I prefer ArangoDB over OrientDB, after a multi-month evaluation of both. (I
also considered Neo4J but could not afford it, in production, so it
unfortunately never got a fair evaluation).

As I mentioned earlier, in OrientDB, be careful using the eSQL syntax "INSERT
INTO" and "UPDATE ... SET ..." for graphs, unless you are doing things 1
record at a time. Bulk inserts will cause an out-of-memory crash, as of
version 1.4+. (I have never crashed ArangoDB, including performing 150M JSON
bulk imports).

In OrientDB, "CREATE VERTEX" has a very different syntax than "INSERT INTO"
(and "CREATE EDGE" is very different than "UPDATE ... SET ..." when you add
graph relationships to existing data).

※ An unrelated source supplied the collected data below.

PR #19733, opened 2023-09-11
[CPU] Empty tensor used with a custom op leads to CPU plugin exception.

nshchego:
### Details:
 - *Reference node was not executed if one of input tensor was empty.*

### Tickets:
 - *113021*

### DIFF
--- a/src/plugins/intel_cpu/src/nodes/reference.cpp
+++ b/src/plugins/intel_cpu/src/nodes/reference.cpp
@@ -123,7 +123,11 @@ ov::TensorVector Reference::prepareOutputs() const {
         void *dstDataPtr = getChildEdgesAtPort(i)[0]->getMemory().getData();
         ov::Shape shape = ovCoreNode->get_output_partial_shape(i).rank().get_length() == 0 ?
                 ov::Shape{} : getChildEdgesAtPort(i)[0]->getMemory().getStaticDims();
-        outputs.push_back(ov::Tensor(ovCoreNode->get_output_element_type(i), shape, dstDataPtr));
+        if (dstDataPtr != nullptr) {
+            outputs.push_back(ov::Tensor(ovCoreNode->get_output_element_type(i), shape, dstDataPtr));
+        } else {
+            outputs.push_back(ov::Tensor(ovCoreNode->get_output_element_type(i), shape));
+        }
     }
     return outputs;
 }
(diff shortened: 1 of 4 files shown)


dmitry-gorokhov:
@maxnick Please take a look

src/plugins/intel_cpu/src/nodes/reference.cpp
```diff
@@ -136,7 +136,11 @@ ov::TensorVector Reference::prepareOutputs() const {
         void *dstDataPtr = getChildEdgesAtPort(i)[0]->getMemory().getData();
         ov::Shape shape = ngraphOp->get_output_partial_shape(i).rank().get_length() == 0 ?
                 ov::Shape{} : getChildEdgesAtPort(i)[0]->getMemory().getStaticDims();
-        outputs.push_back(ov::Tensor(ngraphOp->get_output_element_type(i), shape, dstDataPtr));
+        if (dstDataPtr != nullptr) {
+            outputs.push_back(ov::Tensor(ngraphOp->get_output_element_type(i), shape, dstDataPtr));
+        } else {
+            outputs.push_back(ov::Tensor(ngraphOp->get_output_element_type(i), shape));
+        }
```
maxnick, line 143: Isn't it more reliable to check the shape on presence of zeroes? There can be other reasons (and not all of them are legit) `dstDataPtr` being `nullptr`, but only in the context of an empty tensor, it's ok to allocate tensors on the ngraph side. Also what about inputs?

src/plugins/intel_cpu/src/nodes/reference.cpp
```diff
@@ -108,22 +108,38 @@ bool Reference::needShapeInfer() const {
...
         ov::Shape shape = ovCoreNode->get_input_partial_shape(i).rank().get_length() == 0 ?
                 ov::Shape{} : getParentEdgesAtPort(i)[0]->getMemory().getStaticDims();
-        inputs.push_back(ov::Tensor(ovCoreNode->get_input_element_type(i), shape, srcDataPtr));
+
+        if (std::any_of(shape.begin(), shape.end(), [](const size_t dim) { return dim == 0lu; } )) {
+            inputs.push_back(ov::Tensor(ovCoreNode->get_input_element_type(i), shape));
+        } else {
+            if (!srcDataPtr) {
+                THROW_CPU_NODE_ERR("has empty input data on port ", i);
+            }
```
maxnick, line 121: NIT. This is rather an assert construction. Should we introduce `CPU_NODE_ASSERT`?

maxnick (approved):

src/plugins/intel_cpu/src/nodes/reference.cpp
nshchego: Done

slyalin:
Any progress?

Because of this, I don't find that the
eSQL stuff is very useful for more than simple queries.

You can do JSON REST Bulk inserts which are very fast, but I find that
creating graph relationships that way in OrientDB is challenging, unless you
know the ID (###:###) of a vertex. This can be determined programatically, of
course. ("UPDATE ... SET ..." when it worked in 1.2 / 1.3 was much easier).

Oddly, the /etc/init.d/ scripts seemed broken on the Linux version of OrientDB
-- they don't stop the database and are odd to configure. This should be
easier (versions 1.2 through 1.6).

I have mixed feelings about using the Java JVM for OrientDB, as opposed to
native C/C++ used by ArangoDB. (My personal preference leans toward native
C/C++.) ArangoDB seems very light-weight and responsive all the time,
including startup.

Again, documentation was hard-to-find and inconsistent, as of OrientDB
1.5/1.6, but it does seem to have improved since then...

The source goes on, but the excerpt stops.